We will prove the first result first for simple tensors; the extension to arbitrary sums of tensors follows by tensor distributivity. Let (a+I) \otimes (b+J) be an arbitrary simple tensor in R/I \otimes_R R/J. Now (a+I) \otimes (b+J) = (1+I)a \otimes (b+J) = (1+I) \otimes a(b+J) = (1+I) \otimes (ab+J), as desired.

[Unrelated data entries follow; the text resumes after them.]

PR #1803, opened 2023-05-23
DRG: 6.4 support

ebshimizu:
DRG is the same*

*but with added positional buffs. Since Dragon Sight is still primarily used for damage, it'll typically be used on CD and not for optimizing positionals (and if you're doing that we're going to assume you know what you're doing). This is a lot of words to say there are no plans for additional analysis of DS.

### DIFF
--- a/src/parser/jobs/drg/index.tsx
+++ b/src/parser/jobs/drg/index.tsx
@@ -12,7 +12,7 @@ export const DRAGOON = new Meta({
 	</>,
 	supportedPatches: {
 		from: '6.0',
-		to: '6.3',
+		to: '6.4',
 	},
 	contributors: [
 		{user: CONTRIBUTORS.FALINDRITH, role: ROLES.MAINTAINER},


nonowazu (approved):
~~Untenable amount of chan~~ Simple one-line change, doesn't impact anything.

AkairyuGestalter:
Question: have we verified that the missed positional checks won't bitch about a nominally missed positional while Dragon Sight is active? We probably ought do that before we say no changes needed

ebshimizu:
> Question: have we verified that the missed positional checks won't bitch about a nominally missed positional while Dragon Sight is active? We probably ought do that before we say no changes needed

good question, my understanding from reading the code and vaguely recalling the discussion from when it was implemented is that the `Positionals` module in core looks at the potency of the relevant actions to determine if a positional would hit, so assuming new DS handles that as it does for other skills (e.g. MNK's riddle of earth) we should be ok.

ebshimizu:
quick striking dummy test shows positionals registering ok: https://xivanalysis.com/fflogs/1xr4C8mwdAVLg3bc/1/1
stood in the front, hit some buttons. DS was active for one FC and one WT.

AkairyuGestalter:
Good enough for me, thanks for checking!

AkairyuGestalter (approved):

Now define \varphi : R/I \times R/J \rightarrow R/(I+J) by (a+I, b+J) \mapsto (a+b) + (I+J). First, suppose a_1-a_2 \in I and b_1-b_2 \in J. Then b_1(a_1-a_2) \in I and a_2(b_1-b_2) \in J, so that a_1b_1 - a_2b_2 \in I+J. Thus \varphi is well-defined. It is clear that \varphi is R-balanced, and so induces an R-module homomorphism \Phi : R/I \otimes_R R/J \rightarrow R/(I+J). Since \varphi((1+I) \otimes (r+J)) = r + (I+J), \Phi is surjective. Now suppose (1+I) \otimes (r+J) is in the kernel of \Phi; then r \in I+J. Say r = a+b where a \in I and b \in J. Then (1 + I) \otimes (r + J) = (1+I) \otimes (a+J) + (1+I) \otimes (b+J) = (a+I) \otimes (1+J) + (1+I) \otimes (b+J) = 0+0 = 0, and hence \Phi is an isomorphism.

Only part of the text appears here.